(Records supplied begins)
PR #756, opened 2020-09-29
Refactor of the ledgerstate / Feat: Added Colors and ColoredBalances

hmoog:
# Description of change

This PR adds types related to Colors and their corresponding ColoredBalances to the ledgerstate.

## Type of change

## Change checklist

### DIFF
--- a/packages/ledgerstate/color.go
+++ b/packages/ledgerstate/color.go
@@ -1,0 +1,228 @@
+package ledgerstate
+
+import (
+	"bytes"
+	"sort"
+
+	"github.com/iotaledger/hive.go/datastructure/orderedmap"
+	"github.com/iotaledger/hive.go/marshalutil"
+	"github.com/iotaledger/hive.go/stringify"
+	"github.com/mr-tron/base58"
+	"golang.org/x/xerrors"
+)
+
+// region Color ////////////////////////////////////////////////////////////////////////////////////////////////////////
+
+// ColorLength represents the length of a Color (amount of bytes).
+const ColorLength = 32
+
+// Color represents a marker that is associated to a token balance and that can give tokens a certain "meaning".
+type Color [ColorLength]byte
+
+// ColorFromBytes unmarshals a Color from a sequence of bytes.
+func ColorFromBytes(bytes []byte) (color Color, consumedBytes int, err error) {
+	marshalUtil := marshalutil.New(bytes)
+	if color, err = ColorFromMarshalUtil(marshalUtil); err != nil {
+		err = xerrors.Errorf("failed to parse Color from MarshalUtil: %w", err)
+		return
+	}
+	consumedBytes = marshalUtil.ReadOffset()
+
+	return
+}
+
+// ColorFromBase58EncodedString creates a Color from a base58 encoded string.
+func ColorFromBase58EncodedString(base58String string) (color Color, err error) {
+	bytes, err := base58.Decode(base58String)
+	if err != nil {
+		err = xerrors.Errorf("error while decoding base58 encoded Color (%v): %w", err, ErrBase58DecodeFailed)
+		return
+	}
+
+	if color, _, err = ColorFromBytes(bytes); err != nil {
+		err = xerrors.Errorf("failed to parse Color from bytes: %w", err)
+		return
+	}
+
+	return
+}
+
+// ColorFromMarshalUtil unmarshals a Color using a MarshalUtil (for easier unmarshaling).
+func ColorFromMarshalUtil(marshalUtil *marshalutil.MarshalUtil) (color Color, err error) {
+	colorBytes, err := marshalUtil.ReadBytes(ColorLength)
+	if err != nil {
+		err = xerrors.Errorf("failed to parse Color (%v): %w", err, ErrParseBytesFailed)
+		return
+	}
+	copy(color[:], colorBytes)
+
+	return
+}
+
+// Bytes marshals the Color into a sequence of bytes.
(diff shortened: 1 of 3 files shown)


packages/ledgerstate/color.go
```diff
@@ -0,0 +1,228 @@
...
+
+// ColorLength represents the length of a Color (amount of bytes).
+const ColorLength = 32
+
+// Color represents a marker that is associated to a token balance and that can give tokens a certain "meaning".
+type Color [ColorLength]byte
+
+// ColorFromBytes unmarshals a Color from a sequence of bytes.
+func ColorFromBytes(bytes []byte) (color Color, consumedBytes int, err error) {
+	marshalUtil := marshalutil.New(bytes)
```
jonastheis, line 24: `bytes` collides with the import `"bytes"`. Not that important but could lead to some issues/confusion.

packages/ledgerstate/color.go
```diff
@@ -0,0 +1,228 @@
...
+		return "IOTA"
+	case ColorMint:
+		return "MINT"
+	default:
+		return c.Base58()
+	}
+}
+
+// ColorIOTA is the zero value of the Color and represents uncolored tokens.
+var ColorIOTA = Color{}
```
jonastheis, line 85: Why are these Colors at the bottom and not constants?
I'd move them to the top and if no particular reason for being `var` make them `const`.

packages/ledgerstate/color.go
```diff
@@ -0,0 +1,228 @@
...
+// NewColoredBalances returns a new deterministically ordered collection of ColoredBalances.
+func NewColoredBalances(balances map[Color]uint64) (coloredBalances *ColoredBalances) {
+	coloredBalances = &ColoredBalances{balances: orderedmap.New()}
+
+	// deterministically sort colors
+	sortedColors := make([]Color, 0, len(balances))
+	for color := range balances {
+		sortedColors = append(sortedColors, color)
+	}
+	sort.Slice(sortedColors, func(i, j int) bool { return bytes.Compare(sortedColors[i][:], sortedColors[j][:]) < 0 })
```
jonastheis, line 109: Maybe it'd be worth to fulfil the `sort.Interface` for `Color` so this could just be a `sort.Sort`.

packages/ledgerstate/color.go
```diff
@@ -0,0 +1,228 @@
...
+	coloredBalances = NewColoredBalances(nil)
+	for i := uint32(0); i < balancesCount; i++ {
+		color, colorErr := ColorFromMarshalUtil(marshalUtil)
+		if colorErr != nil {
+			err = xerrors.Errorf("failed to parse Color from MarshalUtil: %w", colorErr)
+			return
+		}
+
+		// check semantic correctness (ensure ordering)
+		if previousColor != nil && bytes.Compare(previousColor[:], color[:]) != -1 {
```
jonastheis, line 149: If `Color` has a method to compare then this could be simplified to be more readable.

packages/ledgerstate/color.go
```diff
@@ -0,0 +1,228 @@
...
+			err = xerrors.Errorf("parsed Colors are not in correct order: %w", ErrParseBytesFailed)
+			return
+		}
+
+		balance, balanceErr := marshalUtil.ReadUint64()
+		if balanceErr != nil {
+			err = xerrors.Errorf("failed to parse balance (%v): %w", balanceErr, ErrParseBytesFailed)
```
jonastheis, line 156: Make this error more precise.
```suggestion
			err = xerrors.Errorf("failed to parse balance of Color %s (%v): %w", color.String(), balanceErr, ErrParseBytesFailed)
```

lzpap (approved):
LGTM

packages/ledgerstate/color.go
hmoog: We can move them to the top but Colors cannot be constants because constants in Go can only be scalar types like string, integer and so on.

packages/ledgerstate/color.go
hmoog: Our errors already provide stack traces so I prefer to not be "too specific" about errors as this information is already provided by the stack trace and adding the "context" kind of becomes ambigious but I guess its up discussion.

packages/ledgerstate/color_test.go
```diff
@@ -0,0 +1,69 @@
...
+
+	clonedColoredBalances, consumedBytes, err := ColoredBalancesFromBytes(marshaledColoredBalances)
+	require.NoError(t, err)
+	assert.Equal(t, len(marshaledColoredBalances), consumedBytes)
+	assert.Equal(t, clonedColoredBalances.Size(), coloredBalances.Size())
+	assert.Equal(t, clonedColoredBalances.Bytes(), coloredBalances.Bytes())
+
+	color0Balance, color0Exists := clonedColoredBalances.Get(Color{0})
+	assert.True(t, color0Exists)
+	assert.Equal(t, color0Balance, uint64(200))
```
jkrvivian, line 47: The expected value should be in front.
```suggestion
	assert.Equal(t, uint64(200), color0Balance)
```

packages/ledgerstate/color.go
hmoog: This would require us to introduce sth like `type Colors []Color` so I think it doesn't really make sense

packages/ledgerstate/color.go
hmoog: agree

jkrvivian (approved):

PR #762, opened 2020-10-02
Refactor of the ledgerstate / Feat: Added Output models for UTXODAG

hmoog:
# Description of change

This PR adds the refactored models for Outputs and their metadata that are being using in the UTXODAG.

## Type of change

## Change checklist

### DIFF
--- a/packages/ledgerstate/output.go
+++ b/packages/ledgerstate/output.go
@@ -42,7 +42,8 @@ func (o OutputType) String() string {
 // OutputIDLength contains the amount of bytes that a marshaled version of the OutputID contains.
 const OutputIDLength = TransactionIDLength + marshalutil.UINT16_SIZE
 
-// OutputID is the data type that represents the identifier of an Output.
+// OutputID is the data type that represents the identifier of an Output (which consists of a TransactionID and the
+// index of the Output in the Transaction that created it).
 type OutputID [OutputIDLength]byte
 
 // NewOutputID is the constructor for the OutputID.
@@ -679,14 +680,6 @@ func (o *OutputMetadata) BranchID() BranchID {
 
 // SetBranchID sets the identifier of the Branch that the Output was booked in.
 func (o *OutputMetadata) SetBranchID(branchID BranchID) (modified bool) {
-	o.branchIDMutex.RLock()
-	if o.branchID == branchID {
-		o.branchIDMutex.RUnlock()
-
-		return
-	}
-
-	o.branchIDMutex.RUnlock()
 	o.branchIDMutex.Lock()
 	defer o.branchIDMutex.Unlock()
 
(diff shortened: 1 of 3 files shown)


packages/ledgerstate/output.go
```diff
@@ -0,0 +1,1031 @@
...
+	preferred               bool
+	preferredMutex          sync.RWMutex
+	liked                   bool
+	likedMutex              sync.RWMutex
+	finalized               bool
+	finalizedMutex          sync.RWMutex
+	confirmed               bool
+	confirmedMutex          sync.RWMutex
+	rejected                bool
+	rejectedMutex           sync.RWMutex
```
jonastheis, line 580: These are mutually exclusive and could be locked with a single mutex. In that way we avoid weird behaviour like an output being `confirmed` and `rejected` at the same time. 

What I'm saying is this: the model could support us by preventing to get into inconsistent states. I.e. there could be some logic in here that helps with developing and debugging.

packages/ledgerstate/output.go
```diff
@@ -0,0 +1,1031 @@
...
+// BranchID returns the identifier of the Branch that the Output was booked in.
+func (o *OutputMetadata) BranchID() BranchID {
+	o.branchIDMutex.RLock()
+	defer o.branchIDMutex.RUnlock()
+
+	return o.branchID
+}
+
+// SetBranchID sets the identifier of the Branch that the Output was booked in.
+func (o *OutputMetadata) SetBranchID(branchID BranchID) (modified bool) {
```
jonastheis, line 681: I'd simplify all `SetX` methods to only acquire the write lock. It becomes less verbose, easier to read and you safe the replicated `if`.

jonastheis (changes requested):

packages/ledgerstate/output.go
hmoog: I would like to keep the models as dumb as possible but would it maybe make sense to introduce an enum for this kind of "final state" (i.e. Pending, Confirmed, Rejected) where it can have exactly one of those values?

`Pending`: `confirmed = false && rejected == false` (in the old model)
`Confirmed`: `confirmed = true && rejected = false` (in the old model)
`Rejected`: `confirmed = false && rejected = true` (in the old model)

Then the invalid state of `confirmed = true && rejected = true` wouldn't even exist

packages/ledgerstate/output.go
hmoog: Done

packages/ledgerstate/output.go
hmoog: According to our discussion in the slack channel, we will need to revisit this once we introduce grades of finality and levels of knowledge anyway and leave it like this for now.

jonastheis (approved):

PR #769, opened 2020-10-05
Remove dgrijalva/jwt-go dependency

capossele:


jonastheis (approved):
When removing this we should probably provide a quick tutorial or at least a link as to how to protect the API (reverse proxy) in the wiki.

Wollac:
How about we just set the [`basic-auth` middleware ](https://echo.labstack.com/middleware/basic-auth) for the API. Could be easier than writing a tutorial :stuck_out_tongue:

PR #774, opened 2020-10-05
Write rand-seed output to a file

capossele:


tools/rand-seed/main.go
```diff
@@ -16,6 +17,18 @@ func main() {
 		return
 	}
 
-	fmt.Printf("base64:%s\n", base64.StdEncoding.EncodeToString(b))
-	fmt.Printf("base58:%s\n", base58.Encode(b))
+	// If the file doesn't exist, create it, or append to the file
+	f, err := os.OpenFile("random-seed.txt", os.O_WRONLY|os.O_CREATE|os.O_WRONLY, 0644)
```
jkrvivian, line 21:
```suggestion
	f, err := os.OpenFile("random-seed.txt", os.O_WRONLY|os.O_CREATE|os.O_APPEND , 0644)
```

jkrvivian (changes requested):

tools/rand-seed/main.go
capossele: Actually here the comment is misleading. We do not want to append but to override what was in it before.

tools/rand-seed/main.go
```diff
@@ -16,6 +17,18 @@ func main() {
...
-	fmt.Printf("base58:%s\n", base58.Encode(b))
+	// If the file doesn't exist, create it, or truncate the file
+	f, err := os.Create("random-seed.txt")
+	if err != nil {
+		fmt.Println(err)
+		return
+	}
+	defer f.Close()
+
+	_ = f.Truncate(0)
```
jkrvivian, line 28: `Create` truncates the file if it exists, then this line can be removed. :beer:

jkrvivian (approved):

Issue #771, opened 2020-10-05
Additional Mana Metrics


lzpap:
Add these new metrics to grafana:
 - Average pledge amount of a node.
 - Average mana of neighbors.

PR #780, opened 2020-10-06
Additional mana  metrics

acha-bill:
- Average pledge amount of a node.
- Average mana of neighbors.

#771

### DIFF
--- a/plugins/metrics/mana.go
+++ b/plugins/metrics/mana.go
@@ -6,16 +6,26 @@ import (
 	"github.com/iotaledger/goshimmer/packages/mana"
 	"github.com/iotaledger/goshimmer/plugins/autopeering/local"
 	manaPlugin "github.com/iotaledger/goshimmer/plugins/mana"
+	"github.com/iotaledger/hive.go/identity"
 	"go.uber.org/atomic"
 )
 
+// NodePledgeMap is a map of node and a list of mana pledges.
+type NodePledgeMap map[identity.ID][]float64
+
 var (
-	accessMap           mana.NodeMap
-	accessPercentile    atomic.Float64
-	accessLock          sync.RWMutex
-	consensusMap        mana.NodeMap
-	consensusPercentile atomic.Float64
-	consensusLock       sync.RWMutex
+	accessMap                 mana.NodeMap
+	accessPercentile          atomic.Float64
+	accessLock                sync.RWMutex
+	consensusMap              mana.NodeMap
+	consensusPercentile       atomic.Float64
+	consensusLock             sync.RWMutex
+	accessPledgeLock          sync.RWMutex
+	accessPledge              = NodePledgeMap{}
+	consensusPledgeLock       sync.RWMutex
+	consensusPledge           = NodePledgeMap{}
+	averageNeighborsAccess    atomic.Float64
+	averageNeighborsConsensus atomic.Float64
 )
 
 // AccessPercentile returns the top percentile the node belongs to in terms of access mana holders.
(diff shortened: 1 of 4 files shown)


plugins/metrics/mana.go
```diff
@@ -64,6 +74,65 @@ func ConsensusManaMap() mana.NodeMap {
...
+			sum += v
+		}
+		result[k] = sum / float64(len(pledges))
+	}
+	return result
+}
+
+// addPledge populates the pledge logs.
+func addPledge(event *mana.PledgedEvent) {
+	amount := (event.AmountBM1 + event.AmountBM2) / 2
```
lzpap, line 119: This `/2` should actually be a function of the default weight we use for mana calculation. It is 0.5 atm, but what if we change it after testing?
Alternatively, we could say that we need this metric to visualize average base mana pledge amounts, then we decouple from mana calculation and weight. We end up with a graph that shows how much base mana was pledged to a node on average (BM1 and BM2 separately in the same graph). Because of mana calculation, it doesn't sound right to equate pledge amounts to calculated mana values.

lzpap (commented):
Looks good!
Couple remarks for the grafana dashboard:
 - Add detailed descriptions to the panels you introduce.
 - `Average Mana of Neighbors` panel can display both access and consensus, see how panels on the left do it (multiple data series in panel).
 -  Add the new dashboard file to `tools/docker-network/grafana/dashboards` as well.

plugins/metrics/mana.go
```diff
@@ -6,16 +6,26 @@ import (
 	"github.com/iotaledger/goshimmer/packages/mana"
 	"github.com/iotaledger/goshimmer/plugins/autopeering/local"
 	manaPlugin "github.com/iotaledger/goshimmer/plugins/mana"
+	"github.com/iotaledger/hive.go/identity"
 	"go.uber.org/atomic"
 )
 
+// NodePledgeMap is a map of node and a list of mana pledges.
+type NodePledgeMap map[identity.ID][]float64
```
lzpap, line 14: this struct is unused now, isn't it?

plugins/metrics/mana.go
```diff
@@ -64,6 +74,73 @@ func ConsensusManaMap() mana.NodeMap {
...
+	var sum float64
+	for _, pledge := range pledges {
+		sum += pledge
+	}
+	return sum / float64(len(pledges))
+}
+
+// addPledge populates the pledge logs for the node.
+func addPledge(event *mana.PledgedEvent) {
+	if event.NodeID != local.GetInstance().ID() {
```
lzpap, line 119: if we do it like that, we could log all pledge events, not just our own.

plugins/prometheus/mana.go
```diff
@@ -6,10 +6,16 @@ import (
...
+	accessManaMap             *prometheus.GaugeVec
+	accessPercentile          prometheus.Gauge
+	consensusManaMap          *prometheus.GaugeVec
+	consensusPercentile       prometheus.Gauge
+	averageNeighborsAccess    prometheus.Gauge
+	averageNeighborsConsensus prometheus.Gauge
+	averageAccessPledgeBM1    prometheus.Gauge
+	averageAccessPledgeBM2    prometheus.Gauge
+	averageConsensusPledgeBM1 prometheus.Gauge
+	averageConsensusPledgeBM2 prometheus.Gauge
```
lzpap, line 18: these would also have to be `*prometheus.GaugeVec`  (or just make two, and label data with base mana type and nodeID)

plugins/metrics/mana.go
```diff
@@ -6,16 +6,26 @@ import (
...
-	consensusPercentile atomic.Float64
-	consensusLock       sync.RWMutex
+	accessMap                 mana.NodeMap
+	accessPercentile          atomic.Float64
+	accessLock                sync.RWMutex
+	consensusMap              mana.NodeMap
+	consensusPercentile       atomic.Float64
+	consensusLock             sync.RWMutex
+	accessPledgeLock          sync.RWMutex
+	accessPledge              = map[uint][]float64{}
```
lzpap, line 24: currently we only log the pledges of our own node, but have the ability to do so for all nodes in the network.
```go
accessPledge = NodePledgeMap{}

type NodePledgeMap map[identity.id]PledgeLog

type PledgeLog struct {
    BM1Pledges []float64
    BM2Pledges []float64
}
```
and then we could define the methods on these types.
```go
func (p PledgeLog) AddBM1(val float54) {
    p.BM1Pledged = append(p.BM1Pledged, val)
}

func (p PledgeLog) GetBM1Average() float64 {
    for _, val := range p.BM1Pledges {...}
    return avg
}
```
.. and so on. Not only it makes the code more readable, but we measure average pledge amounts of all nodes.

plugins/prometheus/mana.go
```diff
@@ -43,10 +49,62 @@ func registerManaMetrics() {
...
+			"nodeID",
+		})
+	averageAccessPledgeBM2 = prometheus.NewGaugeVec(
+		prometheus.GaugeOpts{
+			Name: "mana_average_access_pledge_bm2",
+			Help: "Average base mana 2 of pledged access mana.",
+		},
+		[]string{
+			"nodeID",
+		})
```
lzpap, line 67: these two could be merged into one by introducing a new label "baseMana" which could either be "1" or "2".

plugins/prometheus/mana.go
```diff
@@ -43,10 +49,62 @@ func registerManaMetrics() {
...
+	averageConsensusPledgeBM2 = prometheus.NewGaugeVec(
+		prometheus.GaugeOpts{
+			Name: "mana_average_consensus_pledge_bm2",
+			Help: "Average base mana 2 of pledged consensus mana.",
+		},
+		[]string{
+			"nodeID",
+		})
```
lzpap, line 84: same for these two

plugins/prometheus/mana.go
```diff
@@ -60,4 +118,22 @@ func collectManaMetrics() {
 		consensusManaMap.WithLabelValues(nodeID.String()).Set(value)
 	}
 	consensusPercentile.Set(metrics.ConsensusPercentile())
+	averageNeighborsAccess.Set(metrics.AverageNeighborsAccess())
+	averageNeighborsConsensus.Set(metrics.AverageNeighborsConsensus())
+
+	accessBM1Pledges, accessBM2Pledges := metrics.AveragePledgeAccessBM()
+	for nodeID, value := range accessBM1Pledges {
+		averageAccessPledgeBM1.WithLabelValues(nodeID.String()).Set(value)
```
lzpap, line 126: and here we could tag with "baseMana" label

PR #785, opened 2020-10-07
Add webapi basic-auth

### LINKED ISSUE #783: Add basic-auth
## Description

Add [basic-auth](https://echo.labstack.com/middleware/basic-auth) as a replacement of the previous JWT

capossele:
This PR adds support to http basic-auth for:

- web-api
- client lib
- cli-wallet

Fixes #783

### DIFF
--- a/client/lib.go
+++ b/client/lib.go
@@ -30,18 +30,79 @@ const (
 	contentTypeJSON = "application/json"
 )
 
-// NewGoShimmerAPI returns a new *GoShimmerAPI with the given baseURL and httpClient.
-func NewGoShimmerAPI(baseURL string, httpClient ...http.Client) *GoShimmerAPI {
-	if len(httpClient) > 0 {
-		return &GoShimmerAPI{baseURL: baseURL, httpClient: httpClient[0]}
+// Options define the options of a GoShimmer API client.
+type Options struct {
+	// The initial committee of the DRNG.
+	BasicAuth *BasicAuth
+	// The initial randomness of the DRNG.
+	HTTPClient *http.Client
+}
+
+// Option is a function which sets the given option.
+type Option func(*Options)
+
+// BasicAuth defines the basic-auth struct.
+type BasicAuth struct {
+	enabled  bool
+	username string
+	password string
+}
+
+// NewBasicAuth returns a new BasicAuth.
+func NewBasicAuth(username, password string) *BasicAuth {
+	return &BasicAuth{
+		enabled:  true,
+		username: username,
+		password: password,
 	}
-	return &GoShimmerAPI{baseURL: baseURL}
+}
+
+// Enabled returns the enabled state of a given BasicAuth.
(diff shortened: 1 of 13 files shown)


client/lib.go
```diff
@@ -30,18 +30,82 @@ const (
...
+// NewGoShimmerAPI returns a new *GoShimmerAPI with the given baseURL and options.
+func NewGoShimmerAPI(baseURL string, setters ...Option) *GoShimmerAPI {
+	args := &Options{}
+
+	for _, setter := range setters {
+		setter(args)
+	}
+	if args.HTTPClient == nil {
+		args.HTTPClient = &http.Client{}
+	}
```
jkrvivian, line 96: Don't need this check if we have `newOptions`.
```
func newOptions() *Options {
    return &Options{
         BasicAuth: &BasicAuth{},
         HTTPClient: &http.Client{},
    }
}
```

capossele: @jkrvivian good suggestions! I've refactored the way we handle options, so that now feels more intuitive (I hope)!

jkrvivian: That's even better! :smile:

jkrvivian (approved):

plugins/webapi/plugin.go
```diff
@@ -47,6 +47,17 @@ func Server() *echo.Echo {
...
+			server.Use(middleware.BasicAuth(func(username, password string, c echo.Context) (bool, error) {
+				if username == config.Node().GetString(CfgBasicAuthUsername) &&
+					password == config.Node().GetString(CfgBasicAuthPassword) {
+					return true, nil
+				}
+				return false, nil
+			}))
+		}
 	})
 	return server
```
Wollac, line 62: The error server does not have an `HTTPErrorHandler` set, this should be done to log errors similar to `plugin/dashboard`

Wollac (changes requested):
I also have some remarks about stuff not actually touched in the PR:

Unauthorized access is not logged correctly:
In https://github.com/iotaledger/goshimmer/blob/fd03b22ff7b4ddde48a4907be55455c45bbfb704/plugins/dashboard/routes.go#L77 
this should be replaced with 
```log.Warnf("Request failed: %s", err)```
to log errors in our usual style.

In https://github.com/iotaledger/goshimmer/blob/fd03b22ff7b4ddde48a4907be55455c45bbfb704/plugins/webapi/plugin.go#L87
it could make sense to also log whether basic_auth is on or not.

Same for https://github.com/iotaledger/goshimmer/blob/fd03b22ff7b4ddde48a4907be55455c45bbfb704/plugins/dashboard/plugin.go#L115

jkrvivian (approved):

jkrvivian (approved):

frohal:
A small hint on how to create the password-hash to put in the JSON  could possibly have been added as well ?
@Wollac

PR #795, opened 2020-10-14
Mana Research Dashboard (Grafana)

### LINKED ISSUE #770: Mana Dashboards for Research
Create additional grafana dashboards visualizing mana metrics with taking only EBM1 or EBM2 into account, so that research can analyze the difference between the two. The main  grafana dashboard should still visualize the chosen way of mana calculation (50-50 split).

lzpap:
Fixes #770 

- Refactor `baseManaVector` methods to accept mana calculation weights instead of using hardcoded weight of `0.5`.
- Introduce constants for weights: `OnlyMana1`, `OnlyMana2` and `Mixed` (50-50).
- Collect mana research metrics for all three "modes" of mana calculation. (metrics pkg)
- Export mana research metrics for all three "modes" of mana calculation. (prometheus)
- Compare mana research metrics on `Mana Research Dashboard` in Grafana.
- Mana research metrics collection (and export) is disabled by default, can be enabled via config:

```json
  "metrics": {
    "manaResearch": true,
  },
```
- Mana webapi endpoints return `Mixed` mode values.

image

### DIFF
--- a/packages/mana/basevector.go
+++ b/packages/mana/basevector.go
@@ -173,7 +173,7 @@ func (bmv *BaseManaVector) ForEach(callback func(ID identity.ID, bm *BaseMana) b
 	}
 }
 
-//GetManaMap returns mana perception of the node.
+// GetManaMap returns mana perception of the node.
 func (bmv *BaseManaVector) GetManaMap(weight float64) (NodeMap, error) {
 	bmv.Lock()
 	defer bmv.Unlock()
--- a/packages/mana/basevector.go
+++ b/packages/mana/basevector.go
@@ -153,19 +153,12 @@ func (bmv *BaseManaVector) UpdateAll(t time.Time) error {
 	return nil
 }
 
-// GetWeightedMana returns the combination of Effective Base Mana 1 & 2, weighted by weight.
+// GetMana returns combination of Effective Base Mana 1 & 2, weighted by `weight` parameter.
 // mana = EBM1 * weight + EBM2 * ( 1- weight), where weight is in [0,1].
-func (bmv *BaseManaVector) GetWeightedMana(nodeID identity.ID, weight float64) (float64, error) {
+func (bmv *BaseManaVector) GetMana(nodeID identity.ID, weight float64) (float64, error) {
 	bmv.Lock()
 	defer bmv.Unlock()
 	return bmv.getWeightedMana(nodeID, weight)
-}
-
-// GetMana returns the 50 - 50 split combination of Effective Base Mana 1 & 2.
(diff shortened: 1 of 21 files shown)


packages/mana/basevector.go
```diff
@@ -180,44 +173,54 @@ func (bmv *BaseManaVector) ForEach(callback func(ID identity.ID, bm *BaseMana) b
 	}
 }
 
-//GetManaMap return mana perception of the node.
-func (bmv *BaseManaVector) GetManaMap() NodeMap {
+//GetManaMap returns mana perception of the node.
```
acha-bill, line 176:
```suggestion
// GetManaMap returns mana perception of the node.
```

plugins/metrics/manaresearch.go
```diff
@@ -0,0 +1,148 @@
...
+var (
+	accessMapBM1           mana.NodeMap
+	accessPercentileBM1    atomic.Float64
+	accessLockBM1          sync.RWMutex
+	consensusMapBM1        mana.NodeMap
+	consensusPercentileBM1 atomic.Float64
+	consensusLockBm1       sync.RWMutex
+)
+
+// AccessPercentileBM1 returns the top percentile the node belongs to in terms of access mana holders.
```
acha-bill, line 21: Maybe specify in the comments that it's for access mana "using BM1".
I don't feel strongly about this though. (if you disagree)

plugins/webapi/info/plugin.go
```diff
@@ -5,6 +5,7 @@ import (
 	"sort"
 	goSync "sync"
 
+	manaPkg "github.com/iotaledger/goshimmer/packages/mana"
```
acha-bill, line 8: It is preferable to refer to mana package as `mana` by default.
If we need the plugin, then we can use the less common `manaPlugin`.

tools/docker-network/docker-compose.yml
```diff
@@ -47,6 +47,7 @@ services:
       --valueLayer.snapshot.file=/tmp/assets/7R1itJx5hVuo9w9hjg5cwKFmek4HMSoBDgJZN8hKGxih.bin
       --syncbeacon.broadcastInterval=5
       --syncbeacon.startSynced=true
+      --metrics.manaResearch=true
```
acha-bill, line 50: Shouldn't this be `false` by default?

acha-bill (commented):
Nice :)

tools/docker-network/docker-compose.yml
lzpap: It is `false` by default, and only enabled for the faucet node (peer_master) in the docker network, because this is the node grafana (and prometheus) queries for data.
(Records supplied ends)
● **What is being asked**: Which of the lines above include the word "sortedColors"? Copy each of them.

● **Solution to this exercise**:
+	sortedColors := make([]Color, 0, len(balances))
+		sortedColors = append(sortedColors, color)
+	sort.Slice(sortedColors, func(i, j int) bool { return bytes.Compare(sortedColors[i][:], sortedColors[j][:]) < 0 })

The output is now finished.